A análise do fluido cerebroespinal (líquor) é fundamental para o diagnóstico de diversas condições que afetam o sistema nervoso central (SNC), como meningites, doenças inflamatórias, processos desmielinizantes, leucemias, linfomas, esclerose múltipla, hemorragia subaracnóidea e neurosífilis. Por ser um fluido de composição delicada e sensível a alterações, a análise laboratorial deve seguir critérios técnicos rigorosos.

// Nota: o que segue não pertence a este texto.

Issue #378, opened 2022-10-25
(3.2+) consider setting a more specific HTTP Server header


spoonincode:
After the beast migration, the HTTP headers in the response includes `Server: Boost.Beast/330` (or possibly some other number based on boost version being used). This isn't any weirder than pre 3.2, which has `Server: WebSocket++/0.7.0`, but maybe we can consider modifying this to `nodeos/3.2.0` or something.

PR #542, opened 2022-12-06
[3.2] use consistent HTTP server header on both success and failure responses

spoonincode:
#378 sets a more specific HTTP Host header for replies. Well, apparently it only did on successful replies because the code overwrites that header on error replies, which I missed. There appears to be no reason to set these header fields again here -- they're set when the `res_` object is created.

Also, forcing the connection close on an error reply here seems overkill. There is no reason that needs to happen: an error response doesn't prevent a new request from being sent on the same connection. Not touching that in 3.2 though.


spoonincode:
will need to be reworked going forward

Com base na leitura do material da disciplina, responda:

A) EXPLIQUE por que a análise do fluido cerebroespinal deve ser realizada preferencialmente em até duas horas após a coleta.

A análise do líquor deve ser feita de preferência em até duas horas após a coleta porque, nesse intervalo, ainda se preservam a morfologia celular (evitando degradação das células e perda de características diagnósticas), a concentração de glicose (que pode ser consumida por leucócitos e microrganismos) e a carga microbiana da amostra; atrasos distorcem contagens celulares, bioquímica e cultura, comprometendo a interpretação clínica.

B) Quando a contagem global de leucócitos no fluido cerebroespinal revela pleocitose, realiza-se a contagem diferencial como parte da análise citológica, auxiliando na identificação do agente etiológico. Com base nisso, DESCREVA o que representa a predominância de linfócitos, neutrófilos e eosinófilos na amostra analisada.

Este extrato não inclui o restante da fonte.